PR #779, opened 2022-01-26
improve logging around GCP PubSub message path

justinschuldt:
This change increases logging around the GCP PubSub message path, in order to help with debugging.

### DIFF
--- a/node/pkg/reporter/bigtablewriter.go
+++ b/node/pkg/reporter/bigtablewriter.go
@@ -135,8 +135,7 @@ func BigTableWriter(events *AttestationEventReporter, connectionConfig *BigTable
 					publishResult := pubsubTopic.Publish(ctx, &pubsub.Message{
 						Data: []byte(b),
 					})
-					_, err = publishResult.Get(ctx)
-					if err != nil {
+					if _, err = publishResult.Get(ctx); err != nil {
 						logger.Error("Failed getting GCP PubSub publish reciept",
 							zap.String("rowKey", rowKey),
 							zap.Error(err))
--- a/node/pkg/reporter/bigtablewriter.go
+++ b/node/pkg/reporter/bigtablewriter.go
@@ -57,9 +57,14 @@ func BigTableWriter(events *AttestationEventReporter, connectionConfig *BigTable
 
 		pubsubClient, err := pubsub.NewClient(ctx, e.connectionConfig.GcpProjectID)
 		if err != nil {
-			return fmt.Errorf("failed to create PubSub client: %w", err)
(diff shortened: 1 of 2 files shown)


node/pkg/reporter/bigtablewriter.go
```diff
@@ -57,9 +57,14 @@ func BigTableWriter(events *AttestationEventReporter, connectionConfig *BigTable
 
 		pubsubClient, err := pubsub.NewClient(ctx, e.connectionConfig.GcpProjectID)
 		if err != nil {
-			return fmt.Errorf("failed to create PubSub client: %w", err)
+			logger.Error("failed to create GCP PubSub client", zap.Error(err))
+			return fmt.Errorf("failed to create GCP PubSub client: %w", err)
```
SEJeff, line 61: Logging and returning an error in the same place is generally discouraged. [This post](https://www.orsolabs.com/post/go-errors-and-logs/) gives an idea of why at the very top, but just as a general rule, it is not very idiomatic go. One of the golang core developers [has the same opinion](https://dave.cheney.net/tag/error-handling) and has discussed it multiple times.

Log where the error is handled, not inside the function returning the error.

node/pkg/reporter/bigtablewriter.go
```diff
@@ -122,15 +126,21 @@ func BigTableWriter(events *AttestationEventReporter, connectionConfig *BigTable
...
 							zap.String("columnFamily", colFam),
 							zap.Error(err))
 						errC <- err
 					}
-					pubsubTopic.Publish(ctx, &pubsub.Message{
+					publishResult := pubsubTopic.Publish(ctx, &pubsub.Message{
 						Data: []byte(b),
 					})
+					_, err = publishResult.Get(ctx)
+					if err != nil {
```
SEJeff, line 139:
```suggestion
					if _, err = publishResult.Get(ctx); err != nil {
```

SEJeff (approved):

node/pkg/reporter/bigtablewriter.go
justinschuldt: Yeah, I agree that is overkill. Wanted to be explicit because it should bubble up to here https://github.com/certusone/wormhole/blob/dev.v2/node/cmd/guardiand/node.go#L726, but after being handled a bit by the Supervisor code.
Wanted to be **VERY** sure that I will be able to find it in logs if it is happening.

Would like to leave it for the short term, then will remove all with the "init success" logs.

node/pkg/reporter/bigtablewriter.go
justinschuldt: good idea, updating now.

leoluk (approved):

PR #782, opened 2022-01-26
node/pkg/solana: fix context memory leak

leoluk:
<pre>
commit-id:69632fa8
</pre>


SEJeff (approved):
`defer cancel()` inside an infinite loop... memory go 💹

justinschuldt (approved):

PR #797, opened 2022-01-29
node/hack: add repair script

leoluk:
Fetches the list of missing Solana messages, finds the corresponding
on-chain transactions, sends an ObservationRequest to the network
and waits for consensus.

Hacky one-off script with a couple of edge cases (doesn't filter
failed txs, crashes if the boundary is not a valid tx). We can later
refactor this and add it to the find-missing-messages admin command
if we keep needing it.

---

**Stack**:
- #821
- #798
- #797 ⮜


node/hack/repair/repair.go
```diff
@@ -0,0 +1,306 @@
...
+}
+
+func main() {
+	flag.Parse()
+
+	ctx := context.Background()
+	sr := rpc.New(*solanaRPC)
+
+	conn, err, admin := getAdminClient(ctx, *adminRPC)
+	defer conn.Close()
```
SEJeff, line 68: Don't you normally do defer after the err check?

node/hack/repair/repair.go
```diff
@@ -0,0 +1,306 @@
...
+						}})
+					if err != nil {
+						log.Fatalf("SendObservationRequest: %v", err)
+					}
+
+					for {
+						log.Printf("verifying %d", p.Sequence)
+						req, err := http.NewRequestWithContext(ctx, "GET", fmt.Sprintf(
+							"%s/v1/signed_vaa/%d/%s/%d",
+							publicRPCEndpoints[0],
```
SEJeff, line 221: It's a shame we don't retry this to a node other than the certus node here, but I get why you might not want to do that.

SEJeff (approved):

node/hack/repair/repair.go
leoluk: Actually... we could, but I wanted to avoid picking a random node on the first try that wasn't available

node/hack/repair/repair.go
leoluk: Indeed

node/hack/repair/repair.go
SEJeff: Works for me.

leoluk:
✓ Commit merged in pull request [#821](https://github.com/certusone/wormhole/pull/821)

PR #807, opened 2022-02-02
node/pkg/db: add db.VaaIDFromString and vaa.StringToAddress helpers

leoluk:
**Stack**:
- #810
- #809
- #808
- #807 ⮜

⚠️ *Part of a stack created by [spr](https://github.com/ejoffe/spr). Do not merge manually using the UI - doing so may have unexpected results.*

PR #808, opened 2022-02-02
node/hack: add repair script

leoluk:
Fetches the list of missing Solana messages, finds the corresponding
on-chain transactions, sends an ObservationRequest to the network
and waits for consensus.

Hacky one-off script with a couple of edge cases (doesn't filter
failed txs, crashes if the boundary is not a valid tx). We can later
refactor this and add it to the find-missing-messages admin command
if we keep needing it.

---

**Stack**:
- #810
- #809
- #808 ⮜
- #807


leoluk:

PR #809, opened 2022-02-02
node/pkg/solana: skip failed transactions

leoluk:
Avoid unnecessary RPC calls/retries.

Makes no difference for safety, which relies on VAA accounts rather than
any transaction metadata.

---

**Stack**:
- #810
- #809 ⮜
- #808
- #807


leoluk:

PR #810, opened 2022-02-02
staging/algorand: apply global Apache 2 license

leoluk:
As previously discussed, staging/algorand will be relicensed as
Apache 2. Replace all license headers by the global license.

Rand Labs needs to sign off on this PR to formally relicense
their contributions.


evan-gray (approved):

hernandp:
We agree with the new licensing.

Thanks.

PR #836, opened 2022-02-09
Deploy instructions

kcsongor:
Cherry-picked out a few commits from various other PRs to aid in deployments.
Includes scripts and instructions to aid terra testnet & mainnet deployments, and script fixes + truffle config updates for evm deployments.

★ ★ ★ ★ ★

## Exercise goal:
Each line of the entries where the string "github" occurs should be shown.

## Task solution:
justinschuldt: Yeah, I agree that is overkill. Wanted to be explicit because it should bubble up to here https://github.com/certusone/wormhole/blob/dev.v2/node/cmd/guardiand/node.go#L726, but after being handled a bit by the Supervisor code.
✓ Commit merged in pull request [#821](https://github.com/certusone/wormhole/pull/821)
⚠️ *Part of a stack created by [spr](https://github.com/ejoffe/spr). Do not merge manually using the UI - doing so may have unexpected results.*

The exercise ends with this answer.